6- Sur les demandes annexes
Compte-tenu de la solution du litige, il convient d'infirmer le jugement déféré en ce qu'il a rejeté la demande relative à la rectification des documents sociaux et bulletin de salaire. Il y a lieu de faire droit à cette demande.
Le jugement déféré est confirmé s'agissant des frais irrépétibles, et la charge des dépens.
A hauteur de cour l'intimée qui succombe au moins partiellement est condamnée aux entiers dépens de la procédure d'appel, ce qui entraîne par voie de conséquence le rejet de sa demande au titre de l'article 700 du code de procédure civile.
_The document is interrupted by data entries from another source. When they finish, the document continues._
PR #1075, opened 2022-03-18
Bump max line length to 115

shubham1g5:


orangejenny (approved):

millerdev:
The HQ [max line length is 115](https://github.com/dimagi/commcare-hq/blob/master/.flake8#L2). It seems like there would be value in standardizing so developers who switch between the two have a more consistent experience.

PR #1076, opened 2022-03-22
include null inputs when populating itemset choices

snopoke:
Followup to https://github.com/dimagi/commcare-core/pull/1074

I discovered failing tests when updating the commcare-core ref in `formplayer`.

I've added relevant tests to commcare-core and fixed the bug.

### DIFF
--- a/src/test/java/org/commcare/backend/suite/model/test/CaseClaimModelTests.java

Par ailleurs l'équité commande de condamner la société intimée à payer somme de 2500 € à Madame [S] en application de ce même texte.
PAR CES MOTIFS
La Cour, Chambre sociale, statuant par arrêt contradictoire mis à disposition au greffe, après débats en audience publique et après en avoir délibéré,
INFIRME le jugement rendu le 25 novembre 2021 par le conseil des prud'hommes de Mulhouse, en ce qu'il :
- Dit et juge que la prise d'acte de rupture du contrat de travail produit les effets d'une démission,
- déboute Madame [H] [S] de ses demandes indemnitaires au titre de la rupture du contrat de travail ;
- la déboute de sa demande de dommages et intérêts pour violation de l'obligation de sécurité,
- la déboute de sa demande de rectification des bulletins de paye et des documents sociaux.
CONFIRME le jugement entrepris en toutes ses autres dispositions ;
Statuant à nouveau sur les chefs infirmés, et y ajoutant,
JUGE que la prise d'acte de rupture du contrat de travail aux torts exclusifs de l'employeur produit les effets d'un licenciement nul ;
CONDAMNE la SAS Boulangeries Paul à payer à Madame [H] [S] les sommes de :
* 18.292,20 € brut (dix huit mille deux cent quatre vingt douze euros et vingt centimes) à titre d'indemnité pour licenciement nul,
* 3.493,30 € net (trois mille quatre cent quatre vingt treize euros et trente centimes) à titre d'indemnité légale de licenciement,
* 9.146,10 € brut (neuf mille cent quarante six euros et dix centimes) à titre d'indemnité compensatrice de préavis
* 914,61 € brut (neuf cent quatorze euros et soixante et un centimes) au titre des congés payés afférents,
* 10.000 € (dix mille euros) à titre de dommages et intérêts pour violation de l'obligation de sécurité
CONDAMNE la SAS Le Boulangeries Paul à adresser à Madame [H] [S] les bulletins de salaire et documents sociaux rectifiés ;
CONDAMNE la SAS Le Boulangeries Paul aux entiers dépens de la procédure d'appel ;
CONDAMNE la SAS Le Boulangeries Paul à payer à Madame [H] [S] la somme de 2.500 € (deux mille cinq cents euros) au titre de l'article 700 du code de procédure civile ;
DEBOUTE la SAS Le Boulangeries Paul de sa demande au titre de l'article 700 du code de procédure civile.
Ledit arrêt a été prononcé par mise à disposition au greffe le 13 février 2024, signé par Madame Christine DORSCH, Président de Chambre et Madame Martine THOMAS, Greffier.